EXCERPTED RECORDS Start Marker

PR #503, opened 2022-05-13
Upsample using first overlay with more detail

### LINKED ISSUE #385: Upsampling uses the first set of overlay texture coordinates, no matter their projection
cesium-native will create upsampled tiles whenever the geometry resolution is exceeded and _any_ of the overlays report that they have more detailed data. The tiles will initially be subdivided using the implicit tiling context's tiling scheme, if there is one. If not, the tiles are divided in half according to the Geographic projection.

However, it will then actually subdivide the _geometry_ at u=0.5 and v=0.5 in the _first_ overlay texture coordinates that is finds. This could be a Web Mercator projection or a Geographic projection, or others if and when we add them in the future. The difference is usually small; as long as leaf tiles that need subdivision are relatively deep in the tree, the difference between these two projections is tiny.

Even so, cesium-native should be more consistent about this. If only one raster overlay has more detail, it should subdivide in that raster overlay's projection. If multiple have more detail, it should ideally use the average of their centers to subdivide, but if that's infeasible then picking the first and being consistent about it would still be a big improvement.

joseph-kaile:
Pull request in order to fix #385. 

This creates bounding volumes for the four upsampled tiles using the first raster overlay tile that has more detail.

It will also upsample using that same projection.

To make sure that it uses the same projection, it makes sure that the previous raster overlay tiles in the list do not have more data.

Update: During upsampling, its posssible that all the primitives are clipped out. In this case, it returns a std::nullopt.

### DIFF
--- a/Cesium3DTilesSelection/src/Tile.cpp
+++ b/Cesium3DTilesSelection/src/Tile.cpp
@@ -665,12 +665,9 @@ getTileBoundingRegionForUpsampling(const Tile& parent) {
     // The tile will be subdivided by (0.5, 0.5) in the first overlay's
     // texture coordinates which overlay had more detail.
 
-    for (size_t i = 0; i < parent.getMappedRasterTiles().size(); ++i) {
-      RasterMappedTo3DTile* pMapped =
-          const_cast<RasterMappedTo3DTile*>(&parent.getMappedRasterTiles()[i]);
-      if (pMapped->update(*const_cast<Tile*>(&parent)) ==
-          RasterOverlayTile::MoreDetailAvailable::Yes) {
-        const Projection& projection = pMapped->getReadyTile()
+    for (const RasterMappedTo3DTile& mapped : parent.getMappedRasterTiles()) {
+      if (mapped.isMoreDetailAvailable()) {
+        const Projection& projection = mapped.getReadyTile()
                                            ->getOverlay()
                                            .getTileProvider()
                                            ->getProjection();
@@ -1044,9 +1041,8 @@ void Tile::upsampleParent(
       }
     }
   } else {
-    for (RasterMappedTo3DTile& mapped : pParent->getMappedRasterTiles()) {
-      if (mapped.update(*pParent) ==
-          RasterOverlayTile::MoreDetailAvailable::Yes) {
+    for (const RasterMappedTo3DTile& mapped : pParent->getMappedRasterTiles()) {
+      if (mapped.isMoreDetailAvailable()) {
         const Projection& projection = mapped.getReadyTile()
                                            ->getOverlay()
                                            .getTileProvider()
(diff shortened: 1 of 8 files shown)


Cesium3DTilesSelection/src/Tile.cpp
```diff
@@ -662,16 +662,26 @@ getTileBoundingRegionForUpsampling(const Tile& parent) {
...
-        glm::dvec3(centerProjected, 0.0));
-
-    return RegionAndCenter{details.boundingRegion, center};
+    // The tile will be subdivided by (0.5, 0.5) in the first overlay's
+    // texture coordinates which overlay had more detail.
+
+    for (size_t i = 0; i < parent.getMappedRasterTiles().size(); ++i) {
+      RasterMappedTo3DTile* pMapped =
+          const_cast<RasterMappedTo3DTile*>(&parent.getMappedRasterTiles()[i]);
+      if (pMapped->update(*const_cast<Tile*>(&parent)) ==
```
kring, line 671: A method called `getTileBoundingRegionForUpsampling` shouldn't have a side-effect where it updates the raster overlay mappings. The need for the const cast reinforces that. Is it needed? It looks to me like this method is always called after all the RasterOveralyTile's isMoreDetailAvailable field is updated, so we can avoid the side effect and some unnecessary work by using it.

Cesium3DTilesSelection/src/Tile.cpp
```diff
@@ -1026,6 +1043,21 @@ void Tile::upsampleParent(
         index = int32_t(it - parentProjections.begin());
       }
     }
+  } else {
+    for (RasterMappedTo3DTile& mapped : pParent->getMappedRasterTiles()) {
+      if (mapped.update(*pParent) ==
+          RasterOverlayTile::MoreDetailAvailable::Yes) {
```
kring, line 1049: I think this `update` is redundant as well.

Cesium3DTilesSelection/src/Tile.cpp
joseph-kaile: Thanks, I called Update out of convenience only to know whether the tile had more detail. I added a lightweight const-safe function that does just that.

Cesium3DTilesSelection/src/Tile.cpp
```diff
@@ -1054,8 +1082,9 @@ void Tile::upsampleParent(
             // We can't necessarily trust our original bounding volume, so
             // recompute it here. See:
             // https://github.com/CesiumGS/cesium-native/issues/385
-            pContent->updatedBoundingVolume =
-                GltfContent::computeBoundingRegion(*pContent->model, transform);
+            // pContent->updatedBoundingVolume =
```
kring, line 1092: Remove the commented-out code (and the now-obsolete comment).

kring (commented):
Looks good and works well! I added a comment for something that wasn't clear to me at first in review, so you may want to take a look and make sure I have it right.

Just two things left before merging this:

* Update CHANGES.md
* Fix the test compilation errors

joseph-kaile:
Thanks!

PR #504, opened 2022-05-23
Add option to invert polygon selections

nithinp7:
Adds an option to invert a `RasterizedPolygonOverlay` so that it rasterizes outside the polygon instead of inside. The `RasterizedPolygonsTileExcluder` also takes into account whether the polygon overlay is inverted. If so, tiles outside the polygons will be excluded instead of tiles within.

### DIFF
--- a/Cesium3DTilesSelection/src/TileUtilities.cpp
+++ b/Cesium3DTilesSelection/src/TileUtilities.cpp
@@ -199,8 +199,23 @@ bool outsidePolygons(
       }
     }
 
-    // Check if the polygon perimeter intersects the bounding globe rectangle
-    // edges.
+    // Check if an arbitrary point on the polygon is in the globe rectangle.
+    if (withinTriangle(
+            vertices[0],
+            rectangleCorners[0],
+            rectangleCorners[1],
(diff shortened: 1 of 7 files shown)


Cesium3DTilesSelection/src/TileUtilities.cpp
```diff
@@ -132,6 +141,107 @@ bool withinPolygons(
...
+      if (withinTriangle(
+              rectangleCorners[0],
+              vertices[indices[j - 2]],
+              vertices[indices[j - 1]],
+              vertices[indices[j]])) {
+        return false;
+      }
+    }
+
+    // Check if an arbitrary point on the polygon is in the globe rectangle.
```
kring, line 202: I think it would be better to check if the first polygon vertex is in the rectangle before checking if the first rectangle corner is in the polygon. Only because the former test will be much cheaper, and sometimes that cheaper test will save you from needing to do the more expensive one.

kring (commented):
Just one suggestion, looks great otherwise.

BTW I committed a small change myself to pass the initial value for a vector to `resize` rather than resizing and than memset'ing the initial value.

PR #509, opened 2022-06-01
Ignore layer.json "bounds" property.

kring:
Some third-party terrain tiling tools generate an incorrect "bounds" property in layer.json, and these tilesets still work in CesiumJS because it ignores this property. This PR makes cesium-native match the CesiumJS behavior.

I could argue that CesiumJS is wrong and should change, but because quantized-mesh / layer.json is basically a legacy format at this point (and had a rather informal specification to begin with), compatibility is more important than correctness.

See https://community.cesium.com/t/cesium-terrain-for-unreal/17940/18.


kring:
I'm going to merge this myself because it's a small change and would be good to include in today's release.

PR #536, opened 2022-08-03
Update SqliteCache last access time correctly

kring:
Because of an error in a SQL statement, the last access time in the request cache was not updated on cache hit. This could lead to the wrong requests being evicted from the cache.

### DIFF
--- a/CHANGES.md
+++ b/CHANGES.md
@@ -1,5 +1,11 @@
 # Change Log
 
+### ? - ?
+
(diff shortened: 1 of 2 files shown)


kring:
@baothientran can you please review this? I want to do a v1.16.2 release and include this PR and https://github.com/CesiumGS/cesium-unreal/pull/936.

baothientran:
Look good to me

EXCERPTED RECORDS End Marker

REQUIREMENT> Copy every line of the records above, starting with the first, up to and including the line containing "However, it will".

TASK RESULT>
PR #503, opened 2022-05-13
Upsample using first overlay with more detail

### LINKED ISSUE #385: Upsampling uses the first set of overlay texture coordinates, no matter their projection
cesium-native will create upsampled tiles whenever the geometry resolution is exceeded and _any_ of the overlays report that they have more detailed data. The tiles will initially be subdivided using the implicit tiling context's tiling scheme, if there is one. If not, the tiles are divided in half according to the Geographic projection.

However, it will then actually subdivide the _geometry_ at u=0.5 and v=0.5 in the _first_ overlay texture coordinates that is finds. This could be a Web Mercator projection or a Geographic projection, or others if and when we add them in the future. The difference is usually small; as long as leaf tiles that need subdivision are relatively deep in the tree, the difference between these two projections is tiny.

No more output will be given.